## RECORD SET

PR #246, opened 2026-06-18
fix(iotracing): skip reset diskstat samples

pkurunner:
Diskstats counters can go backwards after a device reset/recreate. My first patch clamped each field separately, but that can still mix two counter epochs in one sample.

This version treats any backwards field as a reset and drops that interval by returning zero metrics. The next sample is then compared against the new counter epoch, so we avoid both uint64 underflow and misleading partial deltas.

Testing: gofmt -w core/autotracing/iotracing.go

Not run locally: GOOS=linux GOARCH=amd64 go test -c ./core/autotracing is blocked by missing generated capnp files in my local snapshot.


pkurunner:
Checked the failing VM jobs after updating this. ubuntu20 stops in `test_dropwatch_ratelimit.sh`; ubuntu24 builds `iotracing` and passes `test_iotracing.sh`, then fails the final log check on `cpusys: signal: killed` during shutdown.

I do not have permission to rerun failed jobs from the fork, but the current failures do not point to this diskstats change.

## ASSIGNMENT
Write out every entry word for word.

## FINISHED TASK
PR #246, opened 2026-06-18
fix(iotracing): skip reset diskstat samples

pkurunner:
Diskstats counters can go backwards after a device reset/recreate. My first patch clamped each field separately, but that can still mix two counter epochs in one sample.

This version treats any backwards field as a reset and drops that interval by returning zero metrics. The next sample is then compared against the new counter epoch, so we avoid both uint64 underflow and misleading partial deltas.

Testing: gofmt -w core/autotracing/iotracing.go

Not run locally: GOOS=linux GOARCH=amd64 go test -c ./core/autotracing is blocked by missing generated capnp files in my local snapshot.


pkurunner:
Checked the failing VM jobs after updating this. ubuntu20 stops in `test_dropwatch_ratelimit.sh`; ubuntu24 builds `iotracing` and passes `test_iotracing.sh`, then fails the final log check on `cpusys: signal: killed` during shutdown.

I do not have permission to rerun failed jobs from the fork, but the current failures do not point to this diskstats change.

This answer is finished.